四皇子为人庸庸碌碌,留恋美色,难当大任。
九皇子倒是难得的好苗子。
三岁识字,五岁习文,七岁便可作诗。十八岁时,已是少年老成,随盛将军上过战场,磨砺得十分出色。只可惜,志不在此。一心推却,只愿永留长乐关镇守疆土,绝不回京。
若不是还有太子留下的小世子,予燕怕是要毁于一旦了。
予燕448年,太子之子,燕鳞。时年十二岁,师承太师良嘉禾,天资聪颖,晓人事,知文理,懂孝义,博易通达,遂由先皇第九子赐字,名启朝,承先皇之位,登基为帝。
九皇子品貌端庄,才华出众,当为摄政王,辅佐新帝,直至其成年,可当大任后,方可回长乐封地,安度晚年。
新帝年幼,念其父母早逝,叛乱始定,当守孝三年,方能纂改年号。
因着其事,新帝始称“燕孝帝”,年号为昭和……
燕鳞所知晓的这些,也仅仅是从朝臣们口中所得,或是平日里的那些个宫侍们闲下之时所说的罢了。更多的,却是没有了。
当年之事,燕鳞一并忘记。
梦魇之中,只余一片猩红的大火。整个东宫全部蔓延在这大火之中,难以熄灭,只有无穷无尽的绝望与悲哀。
从梦中惊醒后,忘记了一切关于那场大火之前的所有事情,连带着与他有关的所有人,所有事……
只记得当初懵懂转醒,就已有宫侍在侧,等待着侍奉他穿衣洗漱。商狸就站在床榻的正前方,告诉他接下来需要做的事情。
他要登基为帝了,他是这个国家的帝王……这是一件多么伟大的事啊!可他却没有丝毫的喜悦之情。

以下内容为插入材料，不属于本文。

PR #80, opened 2022-03-24
Refactor+test/notifications

LennyDZ:
Refactor notification as a class that provide static functions.

Add test for ReminderBroadcastReceiver, which handle alarm to launch notifications


app/src/androidTest/java/com/github/multimatum_team/multimatum/DeadlineNotificationTest.kt
```diff
@@ -0,0 +1,21 @@
+package com.github.multimatum_team.multimatum
```
felko, line 1: What's the reason behind this test? I assume it's for testing the CI.
If this is true, and if you think you're not going to be able to make tests work tonight, please delete this file.

app/src/main/java/com/github/multimatum_team/multimatum/DeadlineNotification.kt
```diff
@@ -0,0 +1,55 @@
...
+import android.app.AlarmManager
+import android.app.NotificationChannel
+import android.app.NotificationManager
+import android.app.PendingIntent
+import android.content.Context
+import android.content.Intent
+import androidx.appcompat.app.AppCompatActivity
+import com.github.multimatum_team.multimatum.model.Deadline
+
+class DeadlineNotification {
```
felko, line 12: Please add documentation for the whole class

app/src/main/java/com/github/multimatum_team/multimatum/DeadlineNotification.kt
```diff
@@ -0,0 +1,55 @@
...
+    companion object {
+        private lateinit var alarmManager: AlarmManager
+        private lateinit var pendingIntent: PendingIntent
+        /*
+        Create a notification channel for reminder notifications
+        Creating an existing notification channel with its original values performs no operation,
+        so it's safe to call this code when starting an app.
+        */
```
felko, line 20: Documentation is written between `/**` and `*/` (notice the double `*`), please use this convention as well (the doc should appear in green in android studio)

app/src/main/java/com/github/multimatum_team/multimatum/DeadlineNotification.kt
```diff
@@ -0,0 +1,55 @@
...
+
+            channel.description=description
+
+            notificationManager.createNotificationChannel(channel)
+        }
+
+        /*
+        Set a notification that will be triggered in a given time in ms.
+        you can pass a title/description and Id in parameter
+        */
```
felko, line 35: Same here

app/src/main/java/com/github/multimatum_team/multimatum/model/Deadline.kt
```diff
@@ -36,7 +36,9 @@ enum class DeadlineState {
 data class Deadline(
     val title: String,
     val state: DeadlineState,
-    val date: LocalDate
+    val date: LocalDate,
+    val description: String = "",
+    val id: Int = 0
```
felko, line 41: Firebase generates random IDs automatically, but they're represented as strings.
Please make it so that `id` is of type `String`.
Defining default values for the new fields is okay for now if you want to get things working quickly, but is ultimately going to cause us some problems, we'll have to remove the default values and fix code breakage in the next sprint.

felko (changes requested):

felko (approved):

Voxanimus (approved):
There is a lot of test that remain in comments, it will be good to make them work.
But the remaining part seems good.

不仅是因为失去了重要的记忆,也因为梦中那场不知缘由的大火所带来的恐惧。
战战兢兢,诚惶诚恐。
所有人都当他不存在般,为他安排这着一系列的事宜,而他却只能任人摆布,这是一件多么可悲的事情。
这样的生活,持续两年有余。
直到九皇叔从长乐关归来,他正式祭天,纂改年号的那天,他的心,才终于沉浸下来。
也许正是梦魇中的那场大火,让他失去爱笑的资格。让他学会了,如何去顺从这世间个人难以改变的命运。

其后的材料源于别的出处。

PR #93, opened 2022-03-28
Add clock service to enable reproducible testing

### LINKED ISSUE #92: Create clock service to allow reproducible testing
Define a `ClockService` interface providing a way to get the current date/time. A singleton will be injected into all classes that need access to time (mainly `Deadline`). Currently, there was an attempt of using `mockk` to mock `Clock.getSystemUTC()` but this turns out to be unreliable. With the clock service, we can inject a mock clock in the unit tests to make them reproducible.

felko:
This PR implements a `ClockService` interface that enables one to get the clock and (local) date. The real implementation of the service is provided by the `SystemClockService` class, giving the actual date at which the code is executed. The purpose of this service is to be able to use dependency injection to inject a mock clock in time-sensitive code. This lets us write reproducible tests that won't fail when executed at certain times.

Closes #92

### DIFF
--- a/app/src/main/java/com/github/multimatum_team/multimatum/DependenciesProvider.kt
+++ b/app/src/main/java/com/github/multimatum_team/multimatum/DependenciesProvider.kt
@@ -9,6 +9,9 @@ import com.github.multimatum_team.multimatum.model.DeadlineState
 import com.github.multimatum_team.multimatum.repository.DeadlineRepository
 import com.github.multimatum_team.multimatum.repository.FirebaseDeadlineRepository
 import android.hardware.SensorManager
+import android.os.SystemClock
+import com.github.multimatum_team.multimatum.service.ClockService
+import com.github.multimatum_team.multimatum.service.SystemClockService
 import dagger.Module
 import dagger.Provides
 import dagger.hilt.InstallIn
@@ -30,6 +33,14 @@ object DependenciesProvider {
     @Provides
     fun provideSensorManager(@ApplicationContext applicationContext: Context): SensorManager =
         applicationContext.getSystemService(SENSOR_SERVICE) as SensorManager
+}
+
+@Module
+@InstallIn(SingletonComponent::class)
+object ClockModule {
+    @Provides
+    fun provideClockService(): ClockService =
+        SystemClockService()
 }
 
 @Module
--- a/app/src/main/java/com/github/multimatum_team/multimatum/model/DeadlineAdapter.kt
+++ b/app/src/main/java/com/github/multimatum_team/multimatum/model/DeadlineAdapter.kt
@@ -16,7 +16,6 @@ import dagger.hilt.InstallIn
 import dagger.hilt.android.EntryPointAccessors
 import dagger.hilt.components.SingletonComponent
 import java.time.Period
-import javax.inject.Inject
 
 @EntryPoint
 @InstallIn(SingletonComponent::class)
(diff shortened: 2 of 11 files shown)


app/src/main/java/com/github/multimatum_team/multimatum/DependenciesProvider.kt
```diff
@@ -32,6 +35,14 @@ object DependenciesProvider {
         applicationContext.getSystemService(SENSOR_SERVICE) as SensorManager
 }
 
+@Module
+@InstallIn(SingletonComponent::class)
+object ClockModule {
```
Matathiasq13824, line 40: Just a question: why you separate it in another module ? It is to have a better code ?

app/src/main/java/com/github/multimatum_team/multimatum/model/DeadlineAdapter.kt
```diff
@@ -10,19 +10,37 @@ import android.view.ViewGroup
...
+    fun provideClockService(): ClockService
+}
 
 /**
 Class which is used to show the deadline in a clear list.
 Based on the tutorial:
 https://www.raywenderlich.com/155-android-listview-tutorial-with-kotlin
  */
-class DeadlineAdapter(private val context: Context) : BaseAdapter() {
+class DeadlineAdapter @Inject constructor(private val context: Context) : BaseAdapter() {
```
Matathiasq13824, line 32: I didn't see in the code somewhere where this injection is used. Did I just miss it ?

Matathiasq13824 (commented):
Great code that will be very useful during the next weeks. I just need some explanations of some part of the code before approving

app/src/main/java/com/github/multimatum_team/multimatum/DependenciesProvider.kt
felko: If I put the clock service in our DependenciesProvider module, I'd have to mock the sensor and shared preferences as well in the tests, even if the tested code doesn't use any of those. The way I understand it, the provided dependencies in a module should be coupled together (e.g. if I have another dependency related to repositories, I'd put it in the repository module).

app/src/main/java/com/github/multimatum_team/multimatum/model/DeadlineAdapter.kt
felko: Good catch, that was from an earlier attempt to inject the clock service. It seems to work without it.
Though dependency injection _is_ used in this class (the clockService is injected). Since Hilt doesn't support injecting dependencies into adapters (it only supports a few android classes out of the box), I have to define an entry point and maually inject the clock service.

app/src/main/java/com/github/multimatum_team/multimatum/model/DeadlineAdapter.kt
```diff
@@ -75,17 +92,18 @@ class DeadlineAdapter(private val context: Context) : BaseAdapter() {
...
+                    context.getString(R.string.DueInXDays, timeRemaining.days.toString())
                 // If the remaining days is too small, put them in red or orange
-                if ((deadline.timeRemaining!!.days) < URGENT) {
+                if (timeRemaining.days < URGENT) {
                     detailTextView.setTextColor(Color.RED)
                     detailTextView.setTypeface(null, Typeface.BOLD)
-                } else if ((deadline.timeRemaining!!.days) < PRESSING) {
+                } else if (timeRemaining.days < PRESSING) {
                     detailTextView.setTextColor(Color.rgb(255, 165, 0))
                     detailTextView.setTypeface(null, Typeface.BOLD)
```
LennyDZ, line 108: Maybe we could add PRESSING and URGENT, as deadline state in the deadline model. Then we could set a function getState to deadline class and use this instead of constant defined in the adapter (it seems bad to me to define constant in an adapter)

felko: The issue is that you'd have to update all deadlines from the database every day to change the states to pressing or urgent. I think pressing and urgent are not really deadline states, it just controls how they are displayed on the view.

LennyDZ (approved):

那是他的阴影,一个永远也抹不掉的痕迹,扎根于心底深处,拔不出,去不掉。
但是,他会深埋于心,不去刻意的翻出,回味那道伤痕。他只需要做好现在该做的事。
深居高位,就该做好这个位置该做的事。本就如此,无可厚非……
商狸应当记得全,当年“燕北事变”的整个过程,可那人却不会轻易开口。而对于当年盛家满门之事,更是只字不提。燕鳞也无从问起,索性就此作罢。
而今乃是予燕453年,昭和三年。(予燕的几年法有两种,一种就是从建国第一年算起,还有一种,就是在位皇帝的年号,加上在位统治的时间。)
竟不知,这日子竟过了这般久?
商狸他,在这深宫内也五载有余了。
燕鳞虽不知他从何而来,却隐有猜测,商狸会不会就是盛家人?
可这仅限于猜测,做不得真。可那人却是真心待他,也真心把他当做主子。如此便足以,何故探他从何而来?
燕鳞,早已把他当做自己的兄长般对待了。
商狸现下如此玩笑于他,明显是为着开春之事,在与他置气呢。